“Mersin Lobisi Macerası” yazı dizisinin iki bölümünü yazdıktan sonra güncel gelişen bir olay olarak Sn. Bakan Lütfi Elvan’ın Mersin ziyaretini yazmıştım.
Şimdi de M.İ.Y için yapılan bir basın toplantısı gündeme geldi.
İlk yazımda bir Mersin Lobisi için önce kentin takımına sahip çıkılması gerektiğini yazmıştım.
M.İ.Y’nun şu andaki kötü durumundan kurtulması için Büyükşehir Belediye Başkanı önderliğinde, yeni destek veren işadamları ile bir basın toplantısı yapıldı. Kentin en önemli marka değeri 90 yıllık takımın içinde bulunduğu kötü durumdan kurtulabilmesi için çözüm arayışlarına girildi.
Burada kentin bir lobisinin olamamasında ve kentteki birçok olumsuzluklarda birinci sorun olarak aidiyet duygusunun gelişmemiş olmasını ve kentin sahiplenilmemesini görüyoruz.
Mersin’de çalışan, yaşayan, kazanan insanlar Mersin’de doğmuş olsalar dahi hâlâ nereli oldukları sorulduğunda atalarının geldiği ili söylüyor. Birçok kişi babasının dedesinin geldiği kentin takımını daha çok tutuyor ve o kenti benimsiyor.
Yine Mersin’de kazanan önemli büyük kuruluşlar kentin takımına ve kente yeterli ilgiyi göstermiyorlar, destek vermiyorlar.
Birinci bölümde yazdığım gibi Mersin’de aidiyet duygusunu sağlayıcı bir proje geliştirilip, Mersin’e aidiyet duygusu yerleştirilebilirse kent benimsenip sahiplenilebilecek ve bu kente gerçekten gönül vermiş kişilerce de bir Mersin Lobisi oluşturulabilecektir.
Bugünün olaylarını bırakıp tekrar geriye dönersek:
Mersin’de yıllar öncetek başına bir Mersin Lobisi görevini üstlenen işadamı Musa Timur’u hatırlarım. Yalnızca bir STK’nın Başkanı olmasına rağmen tek başına birçok farklı oluşumu harekete geçirmiş, Ankara yollarını ve kurumlarını aşındırmış, kent adına istediğini almadan geri dönmemiştir. Maalesef onun gösterdiği gayret ölçüsünde çalışıp, kente katkı veren kimse uzun zamandır çıkmamıştır.
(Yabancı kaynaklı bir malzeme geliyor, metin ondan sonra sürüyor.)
Issue #493, opened 2020-04-13
Novalmauge causes server crash due to pathing.


tankfest:
**_I have:_**

- [x] searched existing issues (http://project-topaz.com/issues/) to see if the issue has already been opened
- [x] checked the commit log to see if the issue has been resolved since my server was last updated

**_Additional Information_** (Steps to reproduce/Expected behavior) **:** 
Novalmauge has crashed our server 3-4 times before I finally caught him doing it with VS's debugger.  It has to do with his pathfinding, when I disabled that, he no longer causes crashes.  Unfortunately the callstack that told me the specifics is long lost.  The crashes occurred when players would stop him to turn in his various quests.

I believe this issue is related to #319

kaincenteno:
npc pathin is just broken :cry:  if it ever gets fixed it would be awesome. Also there are some npc pathing that currently work but that they are all hacky as they have a series of coordinates to make them seem retail accurate so they don't slide.

would be awesome if they npc pathing gets fixed.

TeoTwawki:
`wait()` can trigger crashes, so its any roaming NPC that uses that command to stop moving when a  player clicks on it.

copy pasta from previous discussions:

```cpp
/************************************************************************
*  Function: wait()
*  Purpose : Makes a non-PC inactive for a set amount of time
*  Example : npc:wait(10000) -- wait 10 seconds
*  Notes   : Default is 4 seconds unless specified in ms
************************************************************************/

inline int32 CLuaBaseEntity::wait(lua_State* L)
{
    DSP_DEBUG_BREAK_IF(m_PBaseEntity->objtype == TYPE_PC);

    CBattleEntity* PBattle = (CBattleEntity*)m_PBaseEntity;

    int32 waitTime = 4000;

    if (lua_isnumber(L, 1))
    {
        waitTime = (int32)lua_tonumber(L, 1);
    }
    PBattle->PAI->Inactive(std::chrono::milliseconds(waitTime), true);

    return 0;
}
```
This is the version of wait NPC's use. The mob AI controller has a diff version that involves the server tick. I do not think we should be expecting this to work with `wait(0)` nor expecting a behavior of "keep waiting until event ends" which is how it was being used. 

I think we need to do something different at the core to genuinely do "wait till my event ends".

ghost:
Hello! Seems to be related to this old one too: https://github.com/project-topaz/topaz/issues/186.

TeoTwawki:
[...]

PR #548, opened 2020-04-29
Pathfind fix for NPC/MOB and poor old Novalmauge

Omnione:
• Addition of npcBasicPath to pathfind.lua, this pathfind function requires paths to be set in a linear fashion like this example
local path =
{
    [1] = {1.000, 2.000, 3.000},
    [2] = {2.000, 2.000, 3.000},
    [3] = {3.000, 2.000, 3.000},
    [4] = {2.000, 2.000, 3.000}
}
This way the path returns to the origin from the last path point to the first, i.e a circle.
the npcBasicPath will keep track of what path point the npc is on by the newly added m_pathPoint in npcentity.

• As stated above i have added a m_pathPoint to npcentity and given the the entity a getter and setter to help keep track of the npc's path.

• Adjusted Novalmauge's script to reflect the changes.

He's walk animation still seems a bit buggy but its about as good as i could get it.
But atleast it shouldn't crash the server anymore.
 
This should fix the following bug
Novalmauge causes server crash due to pathing. #493

**_I affirm:_**


scripts/zones/Bostaunieux_Oubliette/npcs/Novalmauge.lua
```diff
@@ -15,39 +15,38 @@ require("scripts/globals/quests")
...
-    42.256676, -24.000000, 19.885197,
-    41.168694, -24.000000, 19.904638,
-    21.859211, -24.010996, 19.792259,
-    51.917370, -23.924366, 19.970068,
-    74.570229, -24.024828, 20.103880,
-    44.533886, -23.947662, 19.926519
+    [1] = {20.000, -24.000, 20.000, 0},
+    [2] = {50.000, -24.000, 20.000, 0},
+    [3] = {75.000, -24.000, 20.000, 0},
+    [2] = {50.000, -24.000, 20.000, 0}
```
ibm2431: 123..2?

In either case, the table keys aren't needed; Lua will internally give un-keyed elements an increasing integer representation 😉 

(Unless you've changed the key structure with hard-indexed elements, but that's a different can of worms.)

src/map/lua/lua_baseentity.cpp
```diff
@@ -1741,6 +1741,46 @@ inline int32 CLuaBaseEntity::clearTargID(lua_State* L)
...
+*  Purpose : To set the current path point the entity is on
+*  Example : npc:setPathPoint(pathPoint +1)
+*  Notes   : See Novalmauge in Bostaunieux Oubliette
+*  Notes   : currently used for pathfind.lua npcBasicPath
+************************************************************************/
+
+inline int32 CLuaBaseEntity::setPathPoint(lua_State* L)
+{
+    TPZ_DEBUG_BREAK_IF(m_PBaseEntity == nullptr);
+    TPZ_DEBUG_BREAK_IF(m_PBaseEntity->objtype != TYPE_NPC);
```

Kentin tek kişilik bir başka lobisi olarak da sade vatandaş Hidayet Dinçer’den söz edebilirim. Kentteki gördüğü haksızlıklara karşı tek başına yasal yollardan mücadele etmiştir ve birçok konuda da kimsenin yardımını görmeden tek başına başarılı olmuştur.
Bu kentin 35 milyon lirasının çöpe atıldığı Aquapark projesinde tüm kent sessiz kalıp, seyrederken Hidayet Dinçertek başına Aqupark Projesini iptal ettirmiştir.Yine bazı projeleri iptal ettirerek ihale bedellerinin düşürülmesini sağlamıştır.
Bugün de maalesef bütün kent ilgisiz kalırken sahillerdeki işgallere karşı, Mersin’de gördüğü usulsüzlüklere, yolsuzluklara karşı tek başına bir mücadele veriyor. 
Üzücüdür ki Mersin’de bugüne kadar birlikte hareket edilip başarıya ulaşılan olayları sayamıyoruz. Yukarıda saydığım birkaç kişinin kent adına gösterdikleri bireysel mücadele dışında  fazla olumlu bir şey yok… Herkes kentle ilgili her meseleye kendi dar alanı içinden bakıyor; kişisel ya da içinde bulunduğu sosyal çevreye doğrudan yarar sağlamayan hiçbir şeye değer vermiyor. Oysa ne kadar basittir gerçek: Bu kente dönük olarak üretilen her faydadan, sonunda bu kentte yaşayan herkese mutlaka pay düşecektir. Bu fayda moral olabilir, ekonomik olabilir, çevresel olabilir, kültürel ve sanatsal olabilir, sportif ve eğitsel olabilir… Bu alanların her birindeki yoksulluk ise, bu kentte yaşayan her birimizin yoksulluğudur.